## PROBLEM TO WORK ON:
Go through the material underneath and show every line where the string "async" occurs.

## RECORDS FOR PROCESSING:
PR #374, opened 2020-05-15
Fix paths on windows when opening archive databases

### LINKED ISSUE #373: Cannot open a local archive database on windows
Using the new `Choose database from archive` command on a windows machine, the database fails to open due to a path error.

Discovered by @shati-patel

aeisenberg:
Fixes #373.

### DIFF
--- a/extensions/ql-vscode/src/databaseFetcher.ts
+++ b/extensions/ql-vscode/src/databaseFetcher.ts
@@ -12,7 +12,7 @@ import { ProgressCallback, showAndLogErrorMessage, withProgress, showAndLogInfor
  * @param databasesManager the DatabaseManager
  * @param storagePath where to store the unzipped database.
  */
-export async function promptImportInternetDatabase(databasesManager: DatabaseManager, storagePath: string): Promise<DatabaseItem | undefined>  {
+export async function promptImportInternetDatabase(databasesManager: DatabaseManager, storagePath: string): Promise<DatabaseItem | undefined> {
   let item: DatabaseItem | undefined = undefined;
 
   try {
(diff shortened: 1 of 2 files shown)


extensions/ql-vscode/src/databaseFetcher.ts
```diff
@@ -115,14 +115,17 @@ async function databaseArchiveFetcher(
 }
 
 async function getStorageFolder(storagePath: string, urlStr: string) {
+  // we need some approximation for a folder name
   const url = Uri.parse(urlStr);
-  let lastName = path.basename(url.path).substring(0, 255);
+  let lastName = path.basename(url.path).substring(0, 250);
```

## ANSWER TO THIS EXERCISE:
-export async function promptImportInternetDatabase(databasesManager: DatabaseManager, storagePath: string): Promise<DatabaseItem | undefined>  {
+export async function promptImportInternetDatabase(databasesManager: DatabaseManager, storagePath: string): Promise<DatabaseItem | undefined> {
@@ -115,14 +115,17 @@ async function databaseArchiveFetcher(
 async function getStorageFolder(storagePath: string, urlStr: string) {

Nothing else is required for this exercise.